PR #281, opened 2015-11-30
OpenCL 2.0 (SVM) Atomics

franz:
Implements (a subset of) C11-style atomic operations for Host and HSA devices.

Had to bump the device/pocl OpenCL version to 2.0 (clang doesn't recognize the atomic types unless it's given -cl-std=CL2.0 option). While doing that, i fixed some Host-specific code which in fact shouldn't depend on Host at all (like pocl-features.h).

Also added clCreateCommandQueueWithProperties(), required for CL2.0 samples to work.

Some problems that remain unsolved:
* Host atomics: clang builtins for min/max atomics exist only for int and uint. I have added an .ll file for x86_64 that directly uses atomicrmw, but all other archs are unlucky (for now).
* HSAIL code: ignores scope argument, always uses "system" - this is a shortcoming of the atomicrmw instruction
* atomic_work_item_fence missing
* HSA atomics seems to work only with max workgroup size 64, reason unknown. HSA runtime reports max wg size 1024; clinfo with proprietary amd drivers reports 256, but 256 does not work either.
* Bumping CL version to 2.0 might have broken TCE build (did not test)

Several new AMD SDK 3.0 examples work: CalcPie, FineGrainSVMCAS (FineGrainSVM does not, or maybe it's just taking way too long)


include/_kernel.h
```diff
@@ -32,6 +32,30 @@
 #endif
 #include "_kernel_c.h"
 
+/* If the -cl-std build option is not specified, the highest OpenCL C 1.x
+ * language version supported by each device is used as the version of
+ * OpenCL C when compiling the program for each device.
```
pjaaskel: I think it's OK to have different OpenCL version devices in the same platform. The devices do not have to match the host OpenCL version.

lib/CL/devices/hsa/pocl-hsa.c
```diff
@@ -363,9 +362,9 @@ pocl_hsa_init_device_infos(struct _cl_device_id* dev)
 
   uint16_t wg_sizes[3];
   HSA_CHECK(hsa_agent_get_info(agent, HSA_AGENT_INFO_WORKGROUP_MAX_DIM, &wg_sizes));
-  dev->max_work_item_sizes[0] = wg_sizes[0];
-  dev->max_work_item_sizes[1] = wg_sizes[1];
-  dev->max_work_item_sizes[2] = wg_sizes[2];
+  dev->max_work_item_sizes[0] = 64; //wg_sizes[0];
```
pjaaskel: Why the 64 magic number? Is this intentional?

lib/CL/devices/hsa/pocl-hsa.c
```diff
@@ -384,9 +383,12 @@ pocl_hsa_init_device_infos(struct _cl_device_id* dev)
   dev->max_clock_frequency = 700;
 #endif
 
-
+/*
   HSA_CHECK(hsa_agent_get_info
     (agent, HSA_AGENT_INFO_WORKGROUP_MAX_SIZE, &dev->max_work_group_size));
+*/
+  dev->max_work_group_size = 64;
```
pjaaskel: Same here. 64 is rather little.

pjaaskel: OK. Noted your PR comment. Please add a comment to the file explaining this.

pjaaskel:
There are no new tests added in this commit even though you claim new ones are passing?

include/_kernel.h
franz: Yep, it is OK. That quote is directly from: https://www.khronos.org/registry/cl/sdk/2.0/docs/man/xhtml/preprocessorDirectives.html

Now that i think of it, i took care of this particular thing in pocl_llvm_api.cc so the ifndef is never going to happen.

franz:
The new AMD SDK passing tests are from AMD SDK 3.0, they don't exist in 2.9 so i'd have to import SDK 3.0 into pocl.

pjaaskel:
Yes.

franz:
I pushed a partial fix for TCE, but it's still not working for me (and i have no idea if it's a problem with my system, or this PR). pocl compiles but running tests fail on compilation. Can you try with TCE ?

PR #293, opened 2016-01-22
Various fixes2

franz:
Main items:
* LLVM 3.8 support
* pocl bug / llvm 3.8 crash on atomics
* new CMake tests

still TODO items: 
* someone has to fix WI-AA to actually work


franz:
Should note that most of the tests with 3.8 are failing, message is:
```
kernel: /home/unused_LLVM/LLVM_git/lib/IR/Constants.cpp:1531: static llvm::Constant* 
llvm::ConstantExpr::getCast(unsigned int, llvm::Constant*, llvm::Type*, bool): 
Assertion `CastInst::castIsValid(opc, C, Ty) && "Invalid constantexpr cast!"' failed.
```

franz:
Added CMake tests for TCE. They seem to fail in the exact same place as with autotools (fp16 tests)
Currently these tests have the tce label: tests/tce/{fp16,tcemc,ttasim} , examples/example{1,2,2a}

I've also updated tools/script/run_{hsa,tta}_tests to automatically select cmake tests if you run them from the builddir.

franz:
OK so currently these tests fail:
```
	  2 - kernel/test_as_type (OTHER_FAULT)
	 19 - kernel/test_local_struct_array (OTHER_FAULT)
	 67 - spec_tests/example1_dot_product_spir64 (OTHER_FAULT)
```
SPIR is currently broken in LLVM 3.8, 
i haven't looked into test_local_struct_array yet,
and kernel/test_as_type probably has problems with generic addrspace.

franz:
Current status:
* generic AS is converted to private
* SPIR example is fixed (but only works on x86_64 and i386)
* test_local_struct_array has been broken for a while now, not a regression
* test_as_type should work now

I'm going to test with 3.7 & 3.8 & autotools now, if they pass i think it's ready to merge.

franz:
3.7 HSA / 3.7 TCE / 3.8 tested with both CMake and autotools, two minor bugs found & fixed. I'll do some more extensive testing with the external testsuites

PR #429, opened 2017-02-06
Applying read_image optimizations to write_image as well

ardacoskunses:


ardacoskunses:
Requested changes applied and pushed.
* * * * * * *
## Activity
Each and every record above needs writing out exactly.

## Result of this exercise
PR #281, opened 2015-11-30
OpenCL 2.0 (SVM) Atomics

franz:
Implements (a subset of) C11-style atomic operations for Host and HSA devices.

Had to bump the device/pocl OpenCL version to 2.0 (clang doesn't recognize the atomic types unless it's given -cl-std=CL2.0 option). While doing that, i fixed some Host-specific code which in fact shouldn't depend on Host at all (like pocl-features.h).

Also added clCreateCommandQueueWithProperties(), required for CL2.0 samples to work.

Some problems that remain unsolved:
* Host atomics: clang builtins for min/max atomics exist only for int and uint. I have added an .ll file for x86_64 that directly uses atomicrmw, but all other archs are unlucky (for now).
* HSAIL code: ignores scope argument, always uses "system" - this is a shortcoming of the atomicrmw instruction
* atomic_work_item_fence missing
* HSA atomics seems to work only with max workgroup size 64, reason unknown. HSA runtime reports max wg size 1024; clinfo with proprietary amd drivers reports 256, but 256 does not work either.
* Bumping CL version to 2.0 might have broken TCE build (did not test)

Several new AMD SDK 3.0 examples work: CalcPie, FineGrainSVMCAS (FineGrainSVM does not, or maybe it's just taking way too long)


include/_kernel.h
```diff
@@ -32,6 +32,30 @@
 #endif
 #include "_kernel_c.h"
 
+/* If the -cl-std build option is not specified, the highest OpenCL C 1.x
+ * language version supported by each device is used as the version of
+ * OpenCL C when compiling the program for each device.
```
pjaaskel: I think it's OK to have different OpenCL version devices in the same platform. The devices do not have to match the host OpenCL version.

lib/CL/devices/hsa/pocl-hsa.c
```diff
@@ -363,9 +362,9 @@ pocl_hsa_init_device_infos(struct _cl_device_id* dev)
 
   uint16_t wg_sizes[3];
   HSA_CHECK(hsa_agent_get_info(agent, HSA_AGENT_INFO_WORKGROUP_MAX_DIM, &wg_sizes));
-  dev->max_work_item_sizes[0] = wg_sizes[0];
-  dev->max_work_item_sizes[1] = wg_sizes[1];
-  dev->max_work_item_sizes[2] = wg_sizes[2];
+  dev->max_work_item_sizes[0] = 64; //wg_sizes[0];
```
pjaaskel: Why the 64 magic number? Is this intentional?

lib/CL/devices/hsa/pocl-hsa.c
```diff
@@ -384,9 +383,12 @@ pocl_hsa_init_device_infos(struct _cl_device_id* dev)
   dev->max_clock_frequency = 700;
 #endif
 
-
+/*
   HSA_CHECK(hsa_agent_get_info
     (agent, HSA_AGENT_INFO_WORKGROUP_MAX_SIZE, &dev->max_work_group_size));
+*/
+  dev->max_work_group_size = 64;
```
pjaaskel: Same here. 64 is rather little.

pjaaskel: OK. Noted your PR comment. Please add a comment to the file explaining this.

pjaaskel:
There are no new tests added in this commit even though you claim new ones are passing?

include/_kernel.h
franz: Yep, it is OK. That quote is directly from: https://www.khronos.org/registry/cl/sdk/2.0/docs/man/xhtml/preprocessorDirectives.html

Now that i think of it, i took care of this particular thing in pocl_llvm_api.cc so the ifndef is never going to happen.

franz:
The new AMD SDK passing tests are from AMD SDK 3.0, they don't exist in 2.9 so i'd have to import SDK 3.0 into pocl.

pjaaskel:
Yes.

franz:
I pushed a partial fix for TCE, but it's still not working for me (and i have no idea if it's a problem with my system, or this PR). pocl compiles but running tests fail on compilation. Can you try with TCE ?

PR #293, opened 2016-01-22
Various fixes2

franz:
Main items:
* LLVM 3.8 support
* pocl bug / llvm 3.8 crash on atomics
* new CMake tests

still TODO items: 
* someone has to fix WI-AA to actually work


franz:
Should note that most of the tests with 3.8 are failing, message is:
```
kernel: /home/unused_LLVM/LLVM_git/lib/IR/Constants.cpp:1531: static llvm::Constant* 
llvm::ConstantExpr::getCast(unsigned int, llvm::Constant*, llvm::Type*, bool): 
Assertion `CastInst::castIsValid(opc, C, Ty) && "Invalid constantexpr cast!"' failed.
```

franz:
Added CMake tests for TCE. They seem to fail in the exact same place as with autotools (fp16 tests)
Currently these tests have the tce label: tests/tce/{fp16,tcemc,ttasim} , examples/example{1,2,2a}

I've also updated tools/script/run_{hsa,tta}_tests to automatically select cmake tests if you run them from the builddir.

franz:
OK so currently these tests fail:
```
	  2 - kernel/test_as_type (OTHER_FAULT)
	 19 - kernel/test_local_struct_array (OTHER_FAULT)
	 67 - spec_tests/example1_dot_product_spir64 (OTHER_FAULT)
```
SPIR is currently broken in LLVM 3.8, 
i haven't looked into test_local_struct_array yet,
and kernel/test_as_type probably has problems with generic addrspace.

franz:
Current status:
* generic AS is converted to private
* SPIR example is fixed (but only works on x86_64 and i386)
* test_local_struct_array has been broken for a while now, not a regression
* test_as_type should work now

I'm going to test with 3.7 & 3.8 & autotools now, if they pass i think it's ready to merge.

franz:
3.7 HSA / 3.7 TCE / 3.8 tested with both CMake and autotools, two minor bugs found & fixed. I'll do some more extensive testing with the external testsuites

PR #429, opened 2017-02-06
Applying read_image optimizations to write_image as well

ardacoskunses:


ardacoskunses:
Requested changes applied and pushed.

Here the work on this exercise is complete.